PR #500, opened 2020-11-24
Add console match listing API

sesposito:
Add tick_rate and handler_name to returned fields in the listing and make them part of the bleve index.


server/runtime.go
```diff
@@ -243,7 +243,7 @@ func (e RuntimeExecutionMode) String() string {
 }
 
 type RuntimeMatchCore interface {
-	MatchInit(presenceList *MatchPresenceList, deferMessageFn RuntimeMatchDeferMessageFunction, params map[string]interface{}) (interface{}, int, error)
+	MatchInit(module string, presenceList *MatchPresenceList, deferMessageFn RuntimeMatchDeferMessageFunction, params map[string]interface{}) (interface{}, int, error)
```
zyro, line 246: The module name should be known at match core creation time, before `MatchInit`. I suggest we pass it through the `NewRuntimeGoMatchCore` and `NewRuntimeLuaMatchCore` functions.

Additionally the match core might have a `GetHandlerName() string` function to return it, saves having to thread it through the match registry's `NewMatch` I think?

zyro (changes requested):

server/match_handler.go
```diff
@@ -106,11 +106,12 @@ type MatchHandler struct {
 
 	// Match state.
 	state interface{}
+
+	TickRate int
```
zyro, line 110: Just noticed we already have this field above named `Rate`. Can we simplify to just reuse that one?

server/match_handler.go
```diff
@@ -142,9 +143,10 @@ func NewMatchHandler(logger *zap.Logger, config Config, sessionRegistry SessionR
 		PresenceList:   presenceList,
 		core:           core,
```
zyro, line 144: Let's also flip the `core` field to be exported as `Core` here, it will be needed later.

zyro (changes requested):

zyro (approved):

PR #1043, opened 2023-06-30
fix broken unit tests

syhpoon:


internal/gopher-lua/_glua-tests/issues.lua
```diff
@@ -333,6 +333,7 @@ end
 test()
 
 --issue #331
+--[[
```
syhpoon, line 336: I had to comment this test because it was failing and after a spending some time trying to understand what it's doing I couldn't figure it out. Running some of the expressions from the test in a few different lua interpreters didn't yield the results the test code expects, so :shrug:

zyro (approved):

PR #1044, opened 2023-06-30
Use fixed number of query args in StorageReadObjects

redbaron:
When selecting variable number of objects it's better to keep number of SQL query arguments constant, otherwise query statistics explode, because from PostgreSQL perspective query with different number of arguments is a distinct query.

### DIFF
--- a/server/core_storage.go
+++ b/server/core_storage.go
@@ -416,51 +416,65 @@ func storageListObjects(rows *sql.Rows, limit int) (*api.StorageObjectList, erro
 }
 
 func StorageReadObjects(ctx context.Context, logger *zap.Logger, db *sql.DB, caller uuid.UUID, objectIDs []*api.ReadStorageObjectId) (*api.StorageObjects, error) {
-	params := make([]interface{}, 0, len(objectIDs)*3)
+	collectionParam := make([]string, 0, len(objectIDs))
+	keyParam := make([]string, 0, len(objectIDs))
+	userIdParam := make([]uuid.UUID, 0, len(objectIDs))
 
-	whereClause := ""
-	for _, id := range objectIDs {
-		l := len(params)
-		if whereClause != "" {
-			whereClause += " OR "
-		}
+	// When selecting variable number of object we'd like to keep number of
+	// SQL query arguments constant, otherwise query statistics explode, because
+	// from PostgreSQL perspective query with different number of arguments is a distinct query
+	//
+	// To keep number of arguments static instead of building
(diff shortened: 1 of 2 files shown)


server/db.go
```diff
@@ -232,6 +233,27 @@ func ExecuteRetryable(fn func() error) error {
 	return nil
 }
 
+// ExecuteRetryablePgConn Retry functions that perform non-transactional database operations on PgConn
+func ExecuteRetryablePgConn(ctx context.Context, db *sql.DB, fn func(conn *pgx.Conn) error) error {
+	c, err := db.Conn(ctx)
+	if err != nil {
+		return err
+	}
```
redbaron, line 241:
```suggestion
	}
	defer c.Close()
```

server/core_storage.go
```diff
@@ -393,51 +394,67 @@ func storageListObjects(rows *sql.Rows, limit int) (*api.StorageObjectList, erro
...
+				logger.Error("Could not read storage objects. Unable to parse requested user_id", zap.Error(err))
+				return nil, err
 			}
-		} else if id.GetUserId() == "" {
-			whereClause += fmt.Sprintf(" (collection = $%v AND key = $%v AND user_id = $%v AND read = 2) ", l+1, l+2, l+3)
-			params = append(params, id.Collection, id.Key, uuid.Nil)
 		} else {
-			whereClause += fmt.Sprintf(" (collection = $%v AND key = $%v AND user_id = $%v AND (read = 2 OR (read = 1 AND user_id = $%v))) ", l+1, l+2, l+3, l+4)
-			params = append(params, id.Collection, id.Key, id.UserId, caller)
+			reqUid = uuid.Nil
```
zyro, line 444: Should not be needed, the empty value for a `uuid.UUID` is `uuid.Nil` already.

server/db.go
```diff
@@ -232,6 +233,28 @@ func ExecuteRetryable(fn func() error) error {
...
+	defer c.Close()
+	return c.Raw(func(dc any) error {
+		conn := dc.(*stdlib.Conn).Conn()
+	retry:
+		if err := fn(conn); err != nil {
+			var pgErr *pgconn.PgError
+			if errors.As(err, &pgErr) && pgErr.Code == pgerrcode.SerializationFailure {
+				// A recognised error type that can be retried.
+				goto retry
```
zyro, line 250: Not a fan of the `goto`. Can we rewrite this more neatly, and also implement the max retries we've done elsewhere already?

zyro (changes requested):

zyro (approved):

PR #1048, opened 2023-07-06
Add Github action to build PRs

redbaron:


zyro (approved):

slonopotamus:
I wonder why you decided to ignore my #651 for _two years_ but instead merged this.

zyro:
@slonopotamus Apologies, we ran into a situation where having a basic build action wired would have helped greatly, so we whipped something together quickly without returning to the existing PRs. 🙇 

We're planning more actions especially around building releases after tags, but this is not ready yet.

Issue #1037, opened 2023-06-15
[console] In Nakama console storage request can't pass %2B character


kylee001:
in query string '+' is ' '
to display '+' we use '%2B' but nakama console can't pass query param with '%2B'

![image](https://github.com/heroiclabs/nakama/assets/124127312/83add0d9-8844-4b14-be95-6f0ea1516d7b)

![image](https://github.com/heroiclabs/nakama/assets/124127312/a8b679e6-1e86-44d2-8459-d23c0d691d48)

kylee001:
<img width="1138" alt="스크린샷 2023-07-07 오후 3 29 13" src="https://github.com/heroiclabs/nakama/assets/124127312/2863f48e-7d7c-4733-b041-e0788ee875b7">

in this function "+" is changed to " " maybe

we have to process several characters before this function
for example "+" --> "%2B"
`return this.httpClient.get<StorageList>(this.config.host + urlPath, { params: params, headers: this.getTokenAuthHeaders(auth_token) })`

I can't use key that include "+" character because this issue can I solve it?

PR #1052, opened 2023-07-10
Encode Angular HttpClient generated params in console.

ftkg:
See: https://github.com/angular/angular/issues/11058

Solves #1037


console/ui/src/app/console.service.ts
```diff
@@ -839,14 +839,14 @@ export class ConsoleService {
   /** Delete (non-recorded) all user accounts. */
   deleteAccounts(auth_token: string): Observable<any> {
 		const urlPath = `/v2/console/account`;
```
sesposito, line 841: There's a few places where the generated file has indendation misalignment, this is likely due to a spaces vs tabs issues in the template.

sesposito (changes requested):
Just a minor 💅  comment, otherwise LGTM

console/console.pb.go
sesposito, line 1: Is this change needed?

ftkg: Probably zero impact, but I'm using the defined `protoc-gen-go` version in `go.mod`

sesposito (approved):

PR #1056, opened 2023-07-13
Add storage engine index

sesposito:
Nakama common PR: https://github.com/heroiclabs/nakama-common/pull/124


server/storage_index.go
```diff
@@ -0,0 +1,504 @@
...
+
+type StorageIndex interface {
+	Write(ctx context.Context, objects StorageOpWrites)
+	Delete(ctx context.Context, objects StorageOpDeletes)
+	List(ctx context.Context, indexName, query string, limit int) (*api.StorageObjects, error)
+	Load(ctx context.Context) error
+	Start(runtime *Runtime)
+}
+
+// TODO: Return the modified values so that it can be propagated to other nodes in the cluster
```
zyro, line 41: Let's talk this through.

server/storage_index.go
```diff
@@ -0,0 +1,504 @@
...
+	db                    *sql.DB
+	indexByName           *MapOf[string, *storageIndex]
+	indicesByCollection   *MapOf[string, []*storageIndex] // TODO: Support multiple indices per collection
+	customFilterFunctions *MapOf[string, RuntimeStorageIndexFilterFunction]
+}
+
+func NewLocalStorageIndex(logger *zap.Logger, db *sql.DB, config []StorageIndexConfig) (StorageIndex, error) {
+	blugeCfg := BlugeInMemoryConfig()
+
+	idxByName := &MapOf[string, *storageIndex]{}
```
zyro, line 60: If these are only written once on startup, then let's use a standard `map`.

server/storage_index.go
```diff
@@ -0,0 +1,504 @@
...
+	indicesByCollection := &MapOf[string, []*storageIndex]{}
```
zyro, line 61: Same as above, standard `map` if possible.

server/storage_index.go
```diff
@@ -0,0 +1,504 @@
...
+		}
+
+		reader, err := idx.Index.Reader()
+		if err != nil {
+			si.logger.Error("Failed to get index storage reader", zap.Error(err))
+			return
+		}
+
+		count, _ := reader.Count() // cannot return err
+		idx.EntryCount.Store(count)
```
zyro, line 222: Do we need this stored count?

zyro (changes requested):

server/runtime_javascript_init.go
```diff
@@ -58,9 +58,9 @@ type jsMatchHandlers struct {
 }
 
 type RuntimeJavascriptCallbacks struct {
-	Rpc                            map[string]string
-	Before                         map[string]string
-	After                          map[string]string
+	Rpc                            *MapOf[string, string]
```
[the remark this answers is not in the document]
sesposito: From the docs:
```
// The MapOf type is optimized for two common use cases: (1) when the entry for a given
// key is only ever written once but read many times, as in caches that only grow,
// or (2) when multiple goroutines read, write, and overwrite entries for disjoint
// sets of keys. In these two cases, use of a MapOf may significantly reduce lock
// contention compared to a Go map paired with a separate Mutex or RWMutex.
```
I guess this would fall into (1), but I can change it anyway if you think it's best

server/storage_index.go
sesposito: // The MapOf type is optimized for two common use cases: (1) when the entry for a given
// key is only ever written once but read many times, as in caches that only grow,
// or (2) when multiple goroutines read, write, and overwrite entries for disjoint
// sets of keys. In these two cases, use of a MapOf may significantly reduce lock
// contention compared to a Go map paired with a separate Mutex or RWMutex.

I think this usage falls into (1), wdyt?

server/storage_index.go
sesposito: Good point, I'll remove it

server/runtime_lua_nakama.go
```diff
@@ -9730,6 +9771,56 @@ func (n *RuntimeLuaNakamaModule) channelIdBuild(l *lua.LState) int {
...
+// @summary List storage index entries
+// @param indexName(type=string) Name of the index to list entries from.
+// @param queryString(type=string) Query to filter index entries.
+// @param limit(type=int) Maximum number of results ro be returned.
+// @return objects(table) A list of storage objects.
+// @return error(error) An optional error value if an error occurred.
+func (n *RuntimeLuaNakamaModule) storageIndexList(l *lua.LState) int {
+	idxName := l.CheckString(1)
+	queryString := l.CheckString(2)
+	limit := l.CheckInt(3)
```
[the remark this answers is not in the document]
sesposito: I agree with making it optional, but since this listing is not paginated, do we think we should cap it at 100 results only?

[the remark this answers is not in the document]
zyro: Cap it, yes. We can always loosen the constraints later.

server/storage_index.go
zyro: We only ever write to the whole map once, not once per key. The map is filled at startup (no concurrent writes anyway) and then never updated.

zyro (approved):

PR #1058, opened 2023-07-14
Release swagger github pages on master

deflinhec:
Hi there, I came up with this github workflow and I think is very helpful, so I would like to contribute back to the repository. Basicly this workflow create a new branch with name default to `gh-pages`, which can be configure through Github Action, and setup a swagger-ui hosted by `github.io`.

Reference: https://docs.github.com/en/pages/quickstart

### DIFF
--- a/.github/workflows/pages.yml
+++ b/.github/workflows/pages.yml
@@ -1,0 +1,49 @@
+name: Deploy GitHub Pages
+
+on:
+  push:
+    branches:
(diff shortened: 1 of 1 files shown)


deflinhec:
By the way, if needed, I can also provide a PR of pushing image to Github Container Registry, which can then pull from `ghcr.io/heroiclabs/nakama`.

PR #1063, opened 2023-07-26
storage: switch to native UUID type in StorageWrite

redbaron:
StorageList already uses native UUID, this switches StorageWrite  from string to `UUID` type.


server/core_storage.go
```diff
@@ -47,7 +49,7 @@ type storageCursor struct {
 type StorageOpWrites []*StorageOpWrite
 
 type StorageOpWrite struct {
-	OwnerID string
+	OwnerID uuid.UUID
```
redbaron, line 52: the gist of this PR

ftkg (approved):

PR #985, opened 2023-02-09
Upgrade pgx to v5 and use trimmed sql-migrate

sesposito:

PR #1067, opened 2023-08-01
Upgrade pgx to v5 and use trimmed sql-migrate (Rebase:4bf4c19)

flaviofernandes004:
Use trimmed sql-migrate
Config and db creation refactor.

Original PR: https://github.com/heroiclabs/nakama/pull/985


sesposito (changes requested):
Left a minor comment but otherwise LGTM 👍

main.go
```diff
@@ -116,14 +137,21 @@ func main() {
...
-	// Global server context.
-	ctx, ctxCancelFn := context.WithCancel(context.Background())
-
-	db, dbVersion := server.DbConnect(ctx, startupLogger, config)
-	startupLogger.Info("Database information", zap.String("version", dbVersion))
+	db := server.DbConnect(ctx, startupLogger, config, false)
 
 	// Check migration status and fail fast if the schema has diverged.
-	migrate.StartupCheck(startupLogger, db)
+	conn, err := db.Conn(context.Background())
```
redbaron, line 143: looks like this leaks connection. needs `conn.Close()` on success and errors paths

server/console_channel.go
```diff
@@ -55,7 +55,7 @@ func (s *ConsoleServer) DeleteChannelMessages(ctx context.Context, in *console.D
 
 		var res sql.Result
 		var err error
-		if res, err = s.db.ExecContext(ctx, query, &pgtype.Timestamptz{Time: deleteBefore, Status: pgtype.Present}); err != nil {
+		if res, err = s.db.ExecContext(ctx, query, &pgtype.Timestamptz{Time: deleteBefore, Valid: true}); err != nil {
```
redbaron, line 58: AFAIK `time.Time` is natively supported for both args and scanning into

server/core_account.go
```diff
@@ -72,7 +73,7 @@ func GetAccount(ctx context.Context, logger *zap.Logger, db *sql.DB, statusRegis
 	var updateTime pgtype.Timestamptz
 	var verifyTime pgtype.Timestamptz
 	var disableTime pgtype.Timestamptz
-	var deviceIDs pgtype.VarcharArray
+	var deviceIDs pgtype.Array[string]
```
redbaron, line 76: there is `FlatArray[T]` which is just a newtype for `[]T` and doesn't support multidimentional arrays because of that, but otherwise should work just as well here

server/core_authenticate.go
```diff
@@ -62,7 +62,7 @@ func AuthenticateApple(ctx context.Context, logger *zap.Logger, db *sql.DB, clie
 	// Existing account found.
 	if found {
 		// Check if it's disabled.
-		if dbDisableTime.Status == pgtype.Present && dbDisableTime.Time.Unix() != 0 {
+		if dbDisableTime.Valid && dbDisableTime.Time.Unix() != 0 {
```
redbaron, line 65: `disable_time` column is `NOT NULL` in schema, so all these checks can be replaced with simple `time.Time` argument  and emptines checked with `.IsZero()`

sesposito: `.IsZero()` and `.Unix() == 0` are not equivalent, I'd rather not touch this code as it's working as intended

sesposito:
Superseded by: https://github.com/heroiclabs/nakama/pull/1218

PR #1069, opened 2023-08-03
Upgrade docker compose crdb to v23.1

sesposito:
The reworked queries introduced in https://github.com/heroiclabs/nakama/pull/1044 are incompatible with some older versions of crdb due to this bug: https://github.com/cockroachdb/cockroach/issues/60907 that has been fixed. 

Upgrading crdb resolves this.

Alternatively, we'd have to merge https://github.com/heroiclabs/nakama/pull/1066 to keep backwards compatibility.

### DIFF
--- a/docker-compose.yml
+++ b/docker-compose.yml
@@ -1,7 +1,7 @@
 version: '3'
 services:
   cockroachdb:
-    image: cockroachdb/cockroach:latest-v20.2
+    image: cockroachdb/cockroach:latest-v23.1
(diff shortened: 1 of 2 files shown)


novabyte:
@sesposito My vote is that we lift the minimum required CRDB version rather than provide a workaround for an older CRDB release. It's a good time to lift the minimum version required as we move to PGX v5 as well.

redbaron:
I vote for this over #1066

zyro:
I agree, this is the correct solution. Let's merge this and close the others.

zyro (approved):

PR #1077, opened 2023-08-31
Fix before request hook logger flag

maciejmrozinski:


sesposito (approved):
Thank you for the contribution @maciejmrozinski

-- -- --

▶ **What is being asked**:
Considering each line of the material above, count those with the word "objectIDs" and give only the number.

▶ **Result of the exercise**:
6